Excerpted records →
PR #8551, opened 2025-01-02
add preset for Salus FC600

mkrle:
Feedback welcome!

While trying to figure out how to control presets on Salus FC 600 (https://github.com/Koenkk/zigbee-herdsman-converters/pull/8528) I was able to map out parts of a manufacturer specific cluster it uses.

I was able to probe attributes `0x0004`-`0x0007` and `0x000f` (and their data types) but I could not figure out their purpose. I have labeled them `attr4`, `attr5` and so on using their decimal IDs, perhaps someone will figure out the purpose later on. Please let me know if this is not a good approach.

The attributes `0x0000`-`0x0002` don't exist in this device (FC600) but I believe they still belong to this cluster.  Since the cluster is now defined within the device I'm not sure if I should keep them them for documentation purpose, or leave them out.

The command performs a soft reset (reboot) of the thermostat, and the thermostat never sends back the response. I don't know if and how it's possible to flag this, so that the command doesn't time out with an exception when in fact it was successful.

### DIFF
--- a/src/devices/salus_controls.ts
+++ b/src/devices/salus_controls.ts
@@ -1,7 +1,9 @@
+import {Zcl} from 'zigbee-herdsman';
+
 import fz from '../converters/fromZigbee';
 import tz from '../converters/toZigbee';
 import * as exposes from '../lib/exposes';
-import {electricityMeter, onOff} from '../lib/modernExtend';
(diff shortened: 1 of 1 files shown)


Koenkk:
Thanks!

Task goal → Print out, without change, each line from the line holding "While trying to" to the final line of the material.

Response to this task →
While trying to figure out how to control presets on Salus FC 600 (https://github.com/Koenkk/zigbee-herdsman-converters/pull/8528) I was able to map out parts of a manufacturer specific cluster it uses.

I was able to probe attributes `0x0004`-`0x0007` and `0x000f` (and their data types) but I could not figure out their purpose. I have labeled them `attr4`, `attr5` and so on using their decimal IDs, perhaps someone will figure out the purpose later on. Please let me know if this is not a good approach.

The attributes `0x0000`-`0x0002` don't exist in this device (FC600) but I believe they still belong to this cluster.  Since the cluster is now defined within the device I'm not sure if I should keep them them for documentation purpose, or leave them out.

The command performs a soft reset (reboot) of the thermostat, and the thermostat never sends back the response. I don't know if and how it's possible to flag this, so that the command doesn't time out with an exception when in fact it was successful.

### DIFF
--- a/src/devices/salus_controls.ts
+++ b/src/devices/salus_controls.ts
@@ -1,7 +1,9 @@
+import {Zcl} from 'zigbee-herdsman';
+
 import fz from '../converters/fromZigbee';
 import tz from '../converters/toZigbee';
 import * as exposes from '../lib/exposes';
-import {electricityMeter, onOff} from '../lib/modernExtend';
(diff shortened: 1 of 1 files shown)


Koenkk:
Thanks!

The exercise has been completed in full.